Dalrymple trabalhou em prisões e tratou de milhares de criminosos. Conheceu de perto o estrago que tal mentalidade causa nessas pessoas, e como serve de pretexto e álibi para seus atos criminosos. “Não tenho como evitar”, “não consigo me controlar”, “eu apenas roubei, nada mais”, “quem nunca errou?”, e por aí vai. Mas ele mostrava para esses marginais que não eram vítimas, e sim agressores, e que nas prisões sabiam se controlar, sob a ameaça de punições. O comportamento depende do mecanismo de incentivos, assim como dos valores morais.

Há, ainda, aspectos mais prosaicos, como os altos gastos públicos e a tentativa de reduzi-los justamente nas esferas mais necessárias, como as prisões. Ocorre, então, um relaxamento das penas, e muitos bandidos são soltos antes do prazo estipulado. Dalrymple conta casos chocantes, e não são isolados. Marginais que espancaram gente inocente gratuitamente, destruindo suas vidas e de suas famílias, com sequelas eternas, e que foram soltos em poucos meses. Que mensagem isso transmite para os jovens, sabendo-se, ainda por cima, que um curto tempo na prisão é visto até como um “rito de passagem” e motivo de orgulho para muitos deles?
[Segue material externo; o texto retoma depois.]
Issue #668, opened 2017-01-07
Serde 0.9.0


dtolnay:
I would like to release Serde 0.9.0 some time in the week of 1/15 - 1/21. This is 6 months after the release of 0.8.0 and 2 weeks before the stabilization of Macros 1.1.

Here are the open issues I intend to include in 0.9: https://github.com/serde-rs/serde/milestone/16

Possibly controversially, I would like to raise the minimum supported Rust version to 1.15.0 and drop support for Syntex. Otherwise we will be supporting that mess for a long time.

In between the release and Rust 1.15, we can help the major players update (bincode, msgpack, toml, servo, rusoto) and get the ecosystem in a good place in time for any increase in adoption brought on by Rust 1.15.

Not included in this release are any changes related to specialization, bignums, or object-safety. We can continue working on those in time for a 1.0 release later this year.

oli-obk:
Can't we release after 0.15 so noone needs to use nightly even in the transition period?

dtolnay:
Mainly I am contrasting these two perceptions of Serde:

- "At one point for a period of a week or two, the latest Serde release required a not-yet-stable feature but now that feature is stable and Serde will always work on stable."
- "I tried Serde for the first time and got errors like `the trait serde::ser::Serialize is not implemented for S` even though I did everything right according to the docs and put `#[derive(Serialize)]` on the thing, everything sucks."

The two major non-technical obstacles we need to overcome before 1.0 are "Serde is unstable" and "Serde is confusing." I think given "Serde is unstable now but will be stable in 2 weeks" it is easy to believe "Serde will continue to be stable," whereas given "Serde is busted now but will be less busted in 2 weeks" it is harder to convince someone "Serde will continue being less busted." In that sense the second perception does more lasting damage to our reputation.

Another aspect is support burden. If we are anticipating an increase in adoption, I would rather spend support hours on the interesting new use cases rather than mechanics of why two libraries don't work together in ways that give useless error messages. I think doing the release early will shift the brokenness in the direction that has fewer new users, which is good.

Existing users are not forced to use nightly, they just stay on 0.8 until ready.

I haven't made up my mind yet which way is better, but that is my thought process. Let me know if you have a different point of view.

dtolnay:
Reasonable suggestion from @sfackler:

[...]

PR #696, opened 2017-01-17
use serde_derive in our unit tests

oli-obk:


oli-obk:
oh... I could have just run the tests from `serde_derive`, cool, that makes this much easier

dtolnay:
We'll clean all this stuff up after dropping syntex. I plan to support serde_codegen for 0.9.0 and then immediately abandon it https://github.com/serde-rs/serde/issues/668#issuecomment-271234652.

PR #699, opened 2017-01-18
Remove visit_usize from Duration impl

dtolnay:
This is equivalent to #671 but for this hardcoded Deserialize impl.


dtolnay:
Per #700, we actually want to keep visit_bytes so I added that back. The build failure on nightly is because of clippy.

dtolnay:
I fixed the conflict.

PR #700, opened 2017-01-18
Restore visit_usize and visit_bytes for identifying variants

dtolnay:
I removed this in #671 but it is still used by Bincode [here](https://github.com/TyOverby/bincode/blob/54205283375e6a3d79e6506225f8e15a7cab7520/src/serde/reader.rs#L519-L520).

### DIFF
--- a/serde_codegen/src/de.rs
+++ b/serde_codegen/src/de.rs
@@ -657,6 +657,25 @@ fn deserialize_field_visitor(
         Some(quote!(__ignore,))
     };
 
+    let visit_usize = if is_variant {
+        let variant_indices = 0usize..;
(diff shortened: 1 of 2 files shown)


oli-obk:
I solved this in https://github.com/serde-rs/serde/pull/701/files#diff-4240a2637a13f212fb9d53f7137d828eR762 by looking into the variants arrays given to the `deserialize_enum` method. But either is fine with me. Merge this if you think it's good to support deserialization by index.

dtolnay:
You convinced me in IRC that visit_bytes is important for performance reasons so let me add that back in as well...

dtolnay:
Updated. The build failure on nightly is because of clippy.

dtolnay:
I fixed the conflict.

São muitos interesses por trás desse sistema fracassado, porém. O aparato envolvido nisso é gigantesco. A quantidade de “especialistas em criminologia” não para de crescer. Não parece coincidência o enorme crescimento dessas profissões em paralelo à explosão da criminalidade. Será apenas um efeito, ou seria parte da causa?

O fato é que nenhum desses especialistas ganha créditos sugerindo que a punição severa é parte fundamental de uma sociedade civilizada. Tal discurso é visto com asco pelos “ungidos” de esquerda, que demonstram toda a sua compaixão e bondade ao “compreender” os motivos dos criminosos, e ainda acusar os Estados Unidos, com sua grande população carcerária, de o “Gulag das Américas”, como se não houvesse distinção entre a União Soviética e os Estados Unidos. Alguns, como fez Francisco Bosco ontem, colocam tudo na conta do racismo das elites.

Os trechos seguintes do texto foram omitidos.